The last two elections, he’s been opposed by a local oddball who had his name legally changed to ‘Jimmy Boy’ in order to sell ‘Jimmy Boy’s Frozen Pizzas.’ Decker, a Democrat, won each election with roughly 68% of the vote. Yet freshmen entering college today werent alive the last time Decker held a job outside of state government.”
Those oppressive Legos.
Elsewhere in these pages Sol Stern chronicles the ideological pedagogy of Milwaukees Robert Peterson. In addition to his efforts to propagandize the young, Peterson is an editor of the journal Rethinking Schools, which has featured a cover story warning of the dangers posed to sensitive young minds by the plastic building blocks known as Legos.
In a story headlined “Why We Banned Legos,” the progressive educrats recount their horror as they realized that as the kids in their classes built stuff, the unwary tykes “were building their assumptions about ownership and the social power it conveys – assumptions that mirrored those of a class-based, capitalist society – a society that we teachers believe to be unjust and oppressive. As we watched the children build, we became increasingly concerned….”
“We agreed that we want to take part in shaping the children’s understandings from a perspective of social justice. So we decided to take the Legos out of the classroom.”
I’m guessing they’ve also eliminated dodgeball.
Be civil, you bigoted redneck.
And as fall, that bosom-friend of the maturing sun, mellowed into winter, our chattering classes continued to lecture us on the need for more civility in political discourse.

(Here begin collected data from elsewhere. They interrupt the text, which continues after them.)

PR #2541, opened 2016-07-20
Consider module accessor a JSGetter

adriaanm:
Redundant on 2.11, but required for the upcoming 2.12.0-RC1,
where the field refactoring synthesizes module accessors
after uncurry, so that their type history does not even
go back as far as uncurry, where a NullaryMethodType might
have been observed otherwise.

I tried splicing NMTs in the info history of modules,
but they already are pretty hacking (a module's term symbol
is converted into a method pretty late in the game, and it
would be risky to have them start with NMTs from namers).

With this, scala-js's test suite passes on scala/scala#5141 
(well, I'm about to rewind that branch to a stable point where this holds)

# TODO
  - [x] add comment

### DIFF
--- a/compiler/src/main/scala/org/scalajs/core/compiler/JSGlobalAddons.scala
+++ b/compiler/src/main/scala/org/scalajs/core/compiler/JSGlobalAddons.scala
@@ -108,13 +108,17 @@ trait JSGlobalAddons extends JSDefinitions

The Journal Sentinel tsk-tsked over the “hooliganism” at the summer’s town hall meetings, and Mike Tate, chair of the state Democratic Party, added his call for moderation and restored comity by labeling taxpayers who showed up at rallies as “extremist elements” who “frankly don’t believe in this country.”

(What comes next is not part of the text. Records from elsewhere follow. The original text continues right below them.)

PR #2542, opened 2016-07-21
Fix #2539: Fix java.util.ConcurrentHashMap#putIfAbsent.

### LINKED ISSUE #2539: java.util.ConcurrentHashMap#putIfAbsent is wrong
The documentation of `putIfAbsent` specifies that it returns `null` if the key doesn't exist, while the implementation uses `getOrElseUpdate` which specifies that either the existing or the new value is returned.

Other classes might also be affected.

nicolasstucki:


nicolasstucki:
Review by @sjrd

test-suite/shared/src/test/scala/org/scalajs/testsuite/javalib/util/concurrent/ConcurrentHashMapTest.scala
```diff
@@ -50,6 +50,13 @@ class ConcurrentHashMapTest extends MapTest {
     assertEquals("one", chm.get("ONE"))
   }
 
+  @Test def putIfAbcentShould_issue_2539(): Unit = {
```
sjrd: That test name looks weird. Consider `testPutIfAbsent_issue_2539`.

test-suite/shared/src/test/scala/org/scalajs/testsuite/javalib/util/concurrent/ConcurrentHashMapTest.scala
```diff
@@ -50,6 +50,13 @@ class ConcurrentHashMapTest extends MapTest {
...
+    val chm = factory.empty[String, String]
+    assertNull(chm.putIfAbsent("abc", "def"))
+    assertEquals("def", chm.putIfAbsent("abc", "def"))
+    assertEquals("def", chm.putIfAbsent("abc", "ghi"))
+    assertEquals("def", chm.putIfAbsent("abc", "jkl"))
```
sjrd: Maybe worth testing `putIfAbsent` with something else than `"abc"` and verify that it returns `null` again, for a different key.

test-suite/shared/src/test/scala/org/scalajs/testsuite/javalib/util/concurrent/ConcurrentHashMapTest.scala
```diff
@@ -50,6 +50,13 @@ class ConcurrentHashMapTest extends MapTest {
     assertEquals("one", chm.get("ONE"))
   }
 
+  @Test def putIfAbcentShould_issue_2539(): Unit = {
+    val chm = factory.empty[String, String]
+    assertNull(chm.putIfAbsent("abc", "def"))
+    assertEquals("def", chm.putIfAbsent("abc", "def"))
```
sjrd: Maybe test `assertEquals("def", chm.get("abc"))` before that line.

sjrd:
That's all.

sjrd:
LGTM

PR #2543, opened 2016-07-22
Fix #2449: Avoid duplicating the default case in switch with guards.

### LINKED ISSUE #2449: @switch match with guards duplicate their default case body
Consider the following method:
```scala
  def switchWithGuardsExpr(x: Int, y: Int): Unit = {
    val message = x match {
      case 1            => "one"
      case 2 if y < 10  => "two special"
      case 2            => "two"
      case 3 if y < 10  => "three special"
      case 3 if y > 100 => "three big special"
      case z if y > 100 => "big " + z
      case _            => "None of those"
    }
    println(message)
  }
```
Its scalac tree looks like this:
```scala
    def switchWithGuardsExpr(x: Int, y: Int): Unit = {
      val message: String = {
        case <synthetic> val x1: Int = x;
        (x1: Int) match {
          case 1 => "one"
          case 2 => if (y.<(10))
            "two special"
          else
            "two"
          case 3 => if (y.<(10))
            "three special"
          else
            if (y.>(100))
              "three big special"
            else
              default7()
          case _ => default7(){
            if (y.>(100))
              "big ".+(scala.Int.box(x1))
            else
              "None of those"
          }
        }
      };
      HelloWorld.this.println(message)
    };
```
Note the label-jump to `default7()` in `case 3 =>`.

Consequently, its IR looks like this:
```scala
  def switchWithGuardsExpr__I__I__V(x: int, y: int) {
    val message: T = {
      val x1: int = x;
      match (x1) {
        case 1:
          "one";
        case 2:
          if ((y < 10)) {
            "two special"
          } else {
            "two"
          };
        case 3:
          if ((y < 10)) {
            "three special"
          } else if ((y > 100)) {
            "three big special"
          } else if ((y > 100)) {
            ("big " +[string] x1)
          } else {
            "None of those"
          };
        default:
          if ((y > 100)) {
            ("big " +[string] x1)
          } else {
            "None of those"
          };
      }
    };
    this.println__O__V(message)
  }
```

Tate further declared: “They dont want to see more people have access to quality affordable health care; they dont want clean air and water. They fundamentally dont understand how the American government, economy and capitalism work. “
In a fundraising letter, he went on to compare soccer moms who attended the tea parties to “red-baiting McCarthyites…Know-Nothings and the KKK.” Inexplicably, Tate’s comment failed to appreciably raise the tone of the debate…as the mellow season turned into what promises to be a long and chilly winter.
Charles J. Sykes, the WI editor, is the author of six books and hosts a daily radio show on AM620 WTMJ in Milwaukee.